■ Work order ■
Within the records, which lines hold the string "updates"? Report each one by copying it.
--- --- ---
PR #8933, opened 2024-01-29
always clone all the ecosystems

jakecoffman:
This enables cloning for all ecosystems. It looks like most of them were cloning already at this point.

There's more code that can be cleaned up if you pull the `job.clone?` thread, but this is good for now.


bin/dry-run.rb
```diff
@@ -474,10 +474,7 @@ def log_conflicting_dependencies(conflicting_dependencies)
   commit: $options[:commit]
 )
 
-always_clone = Dependabot::Utils
-               .always_clone_for_package_manager?($package_manager)
```
abdulapopoola, line 478: wondering if we would ever need an 'opt-out' option (the inverse of our current state). On 2nd thoughts; I'll default to YAGNI. And as @jakecoffman mentioned, we do have Actions as a solution.

abdulapopoola (approved):

JamieMagee (approved):

jakecoffman:
I deleted the few remaining integration tests as they rely on some amount of mocking to work, and should be covered by smoke tests and the new silent tests. 

The github_actions smoke test is failing, but the data is the same just reordered, so I can regenerate it after merging.

So I think this is good to go.

PR #8940, opened 2024-01-30
Don't recursively update projects which have already been evaluated

ryanbrandenburg:
Imagine a directory structure like the following:
```text
dirs.proj
Level1\
    dirs.proj
    Level1a\
        Level1a.csproj
    Level1b\
        Level1b.csproj
```

With the current code it seems that we'll call the NuGetUpdater.CLI for `dirs.proj`, `Level1\dirs.proj`, `Level1\Level1a\Level1a.csproj`, and `Level1\Level1B\Level1b.csproj`, despite the fact that the first dirs.proj contained references to `Level1\dirs.proj`, which contains references to the csproj's, so they've all already been checked for the needed updates. This PR is attempting to make sure that we only make the initial call to dirs.proj (and any project file underneath it which was not included by dirs.proj, accidentally or otherwise).

I'm sending this one a bit early so that people can check my logic (and to use the CI for testing since my local instance was being annoying).


nuget/lib/dependabot/nuget/file_parser/project_file_parser.rb
```diff
@@ -14,6 +14,7 @@
 module Dependabot
   module Nuget
     class FileParser
+      # rubocop:disable Metrics/ClassLength
```
ryanbrandenburg, line 17: I'm not planning to leave this as-is, but I didn't want to spend a bunch of time and energy refactoring it smaller until I was confident that my fix works.

nuget/lib/dependabot/nuget/file_parser/project_file_parser.rb
```diff
@@ -131,25 +169,18 @@ def add_transitive_dependencies(project_file, doc, dependency_set)
...
-          project_file_directory = File.dirname(project_file.name)
-          is_rooted = project_file_directory.start_with?("/")
-          # Root the directory path to avoid expand_path prepending the working directory
-          project_file_directory = "/" + project_file_directory unless is_rooted
-
           # Look for regular project references
-          doc.css(PROJECT_REFERENCE_SELECTOR).each do |reference_node|
+          project_refs = doc.css(PROJECT_REFERENCE_SELECTOR)
+          # Look for ProjectFile references (dirs.proj)
+          project_files = doc.css(PROJECT_FILE_SELECTOR)
```
ryanbrandenburg, line 175: This scenerio doesn't seem to be affecting the repo I was testing against for some reason, but it's possible for the system to ignore dirs.proj and just run the projects under it individually because it didn't pick up any of their dependencies.

nuget/lib/dependabot/nuget/file_updater.rb
```diff
@@ -62,9 +66,12 @@ def try_update_projects(dependency)
 
           next unless project_dependencies.any? { |dep| dep.name.casecmp(dependency.name).zero? }
 
-          NativeHelpers.run_nuget_updater_tool(repo_root: repo_contents_path, proj_path: proj_path,
-                                               dependency: dependency, is_transitive: !dependency.top_level?,
-                                               credentials: credentials)
+          call_nuget_updater_tool(dependency, proj_path) unless checked_files.include?(project_file.name)
```
ryanbrandenburg, line 69: This is the primary fix in this PR. If we've already considered a project_file because it's a transitive dependency of one we already ran then we need to skip it. Otherwise we can be running the same projects over and over.

nuget/spec/dependabot/nuget/file_parser/project_file_parser_spec.rb
```diff
@@ -6,119 +6,7 @@
 require "dependabot/source"
 require "dependabot/nuget/cache_manager"
 require "dependabot/nuget/file_parser/project_file_parser"
-
-module NuGetSearchStubs
```
ryanbrandenburg, line 10: Needed this elsewhere and it was crowding this file anyway.

nuget/spec/dependabot/nuget/file_updater_spec.rb
```diff
@@ -0,0 +1,84 @@
...
+                       "microsoft.extensions.dependencymodel/1.0.0/" \
+                       "microsoft.extensions.dependencymodel.nuspec")
+      .to_return(status: 200, body: fixture("nuspecs", "Microsoft.Extensions.DependencyModel.1.0.0.nuspec"))
+  end
+
+  describe "#updated_dependency_files" do
+    subject(:updated_files) { file_updater_instance.updated_dependency_files }
+
+    context "with a dirs.proj" do
+      it "does not repeatedly update the same project", focus: true do
```
ryanbrandenburg, line 70: I just added a test for the scenario I'm dealing with, but it would be prudent for a future PR(s) to add more tests here. It's a complicated class which is in control of our most performance-critical item (NugetUpdater.Cli is the slowest part of runs for repos large enough to care about their perf).

nuget/spec/fixtures/nuspecs/Microsoft.Extensions.DependencyModel.1.0.0.nuspec
```diff
@@ -0,0 +1,28 @@
...
+    <owners>Microsoft.Extensions.DependencyModel</owners>
+    <requireLicenseAcceptance>false</requireLicenseAcceptance>
+    <licenseUrl>https://github.com/dotnet/core-setup/blob/master/LICENSE.TXT</licenseUrl>
+    <projectUrl>https://dot.net/</projectUrl>
+    <description>Abstractions for reading `.deps` files.</description>
+    <copyright>© Microsoft Corporation.  All rights reserved.</copyright>
+    <serviceable>true</serviceable>
+    <repository type="git" url="git://github.com/dotnet/core-setup" />
+    <dependencies>
+      <group targetFramework=".NETFramework4.5.1">
```
ryanbrandenburg, line 16: I trimmed dependencies of this package out because they were causing a lot of extra nuget calls which didn't matter to our scenario.

nuget/lib/dependabot/nuget/file_parser/project_file_parser.rb
```diff
@@ -131,25 +166,18 @@ def add_transitive_dependencies(project_file, doc, dependency_set)
...
 
-            # normalize path separators
-            relative_path = relative_path.tr("\\", "/")
-            # path is relative to the project file directory
-            relative_path = File.join(project_file_directory, relative_path)
-
-            # get absolute path
-            full_path = File.expand_path(relative_path)
-            full_path = full_path[1..-1] unless is_rooted
+            full_path = full_path(project_file, relative_path)
```
JoeRobich, line 180: I would suggest changing either the variable or method name here to make it easier to read.

nuget/lib/dependabot/nuget/file_updater.rb
```diff
@@ -62,9 +66,12 @@ def try_update_projects(dependency)
...
+
+          checked_files.add(project_file.name)
```
JoeRobich, line 71: This key will need to include at least the dependency name being updated. `try_update_projects` will run once for each dependency in `dependencies`. 

It would be worth looking at updating the NuGetUpdater to take in an array of dependency updates to avoid the cost of evaluating the build files multiple times.

nuget/lib/dependabot/nuget/file_parser/project_file_parser.rb
JoeRobich: Do dirs.proj files make it through this bit of code or do we "evaluate" the dirs.proj to get a list of referenced .csproj files?

nuget/lib/dependabot/nuget/file_updater.rb
ryanbrandenburg: Good point about the dependency, I think it's also technically the version that needs to be checked as well. I've updated the key.

I think you're right, reducing the number of build evaluations is definitely our biggest perf savings available. I filed https://dev.azure.com/mseng/1ES/_workitems/edit/2145689 to follow up on that.

nuget/spec/dependabot/nuget/file_updater_spec.rb
ryanbrandenburg: I created https://dev.azure.com/mseng/1ES/_workitems/edit/2145693 to track follow-up.

nuget/lib/dependabot/nuget/file_parser/project_file_parser.rb
ryanbrandenburg: dirs.proj files make it through here, and we do call NugetUpdater.CLI directly on dirs.proj files. NugetUpdater.CLI then finds all the csproj's an checks them for the dependency we want to update.

nuget/lib/dependabot/nuget/file_parser/project_file_parser.rb
ryanbrandenburg: Apparently I ended up keeping it under the limit, though I could swear it's longer now than when rubocop complained.

ryanbrandenburg:
As @JoeRobich and @brettfo pointed out offline, it's not just `dirs.proj`, `tests.proj` is just as valid etc. I don't THINK any of my changes are dirs.proj exclusive, but someone let me know if you spot something to the contrary.

nuget/lib/dependabot/nuget/file_parser/project_file_parser.rb
```diff
@@ -131,27 +166,20 @@ def add_transitive_dependencies(project_file, doc, dependency_set)
...
-            # path is relative to the project file directory
-            relative_path = File.join(project_file_directory, relative_path)
-
-            # get absolute path
-            full_path = File.expand_path(relative_path)
-            full_path = full_path[1..-1] unless is_rooted
+            full_project_path = full_path(project_file, relative_path)
 
-            referenced_file = dependency_files.find { |f| f.name == full_path }
+            referenced_file = dependency_files.find { |f| f.name == full_project_path }
```
JoeRobich, line 182: @brettfo Has this been subtly wrong for a while? the `dependency_file.name` will be relative to the `dependency_file.directory` not an absolute path, right?

ryanbrandenburg: If that were the case wouldn't this test fail? https://github.com/dependabot/dependabot-core/blob/ec0349e8c0793612b46e60021f816709759b71ff/nuget/spec/dependabot/nuget/file_parser/project_file_parser_spec.rb#L169

I did some local testing and it seem like "full_path" in this case is actually working relative to the repo-root instead of the drive root, which is the same thing that the DepsFiles are doing so this works.

JoeRobich: ah ok. It was `expand_path` which was causing the question. Reading the docs answers it.

ryanbrandenburg:
I would be very surprised if my PR was actually related to that error. I didn't make a change to Nuget.config handling, the error apparently only happened once, and it sounds like the error is "Read-Only File System" which can sometimes indicate file system corruption (linux makes the FS read-only to keep it from doing more damage). My best bet would be a random flaky docker problem.

PR #8803, opened 2024-01-16
handle dependencies incidentally updated

jakecoffman:
Fixes #8540

During a grouped update, if a package manager updates two dependencies at the same time, perhaps because they depend on each other, then Dependabot would produce an individual PR for it.

This PR checks each dependency in the group to see if it has already been updated by a previous dependency. If so it adds it to the "handled" list so Dependabot won't bump it again.

PR #8941, opened 2024-01-30
add tests around incidental updates

jakecoffman:
Documenting the behavior of the updater with tests!

When a dependency depends on a specific version of another dependency they will get bumped together, but the interesting part is what Dependabot does next. 

Currently there's a bug with grouped updates using semver grouping, it will create an extra PR, so I've captured that behavior here which should be fixed by https://github.com/dependabot/dependabot-core/pull/8803.


abdulapopoola:
Really nice to see the new test format being used!!!

jurre (approved):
--- --- ---
■ Solution to this exercise ■
With the current code it seems that we'll call the NuGetUpdater.CLI for `dirs.proj`, `Level1\dirs.proj`, `Level1\Level1a\Level1a.csproj`, and `Level1\Level1B\Level1b.csproj`, despite the fact that the first dirs.proj contained references to `Level1\dirs.proj`, which contains references to the csproj's, so they've all already been checked for the needed updates. This PR is attempting to make sure that we only make the initial call to dirs.proj (and any project file underneath it which was not included by dirs.proj, accidentally or otherwise).
It would be worth looking at updating the NuGetUpdater to take in an array of dependency updates to avoid the cost of evaluating the build files multiple times.
During a grouped update, if a package manager updates two dependencies at the same time, perhaps because they depend on each other, then Dependabot would produce an individual PR for it.
add tests around incidental updates
Currently there's a bug with grouped updates using semver grouping, it will create an extra PR, so I've captured that behavior here which should be fixed by https://github.com/dependabot/dependabot-core/pull/8803.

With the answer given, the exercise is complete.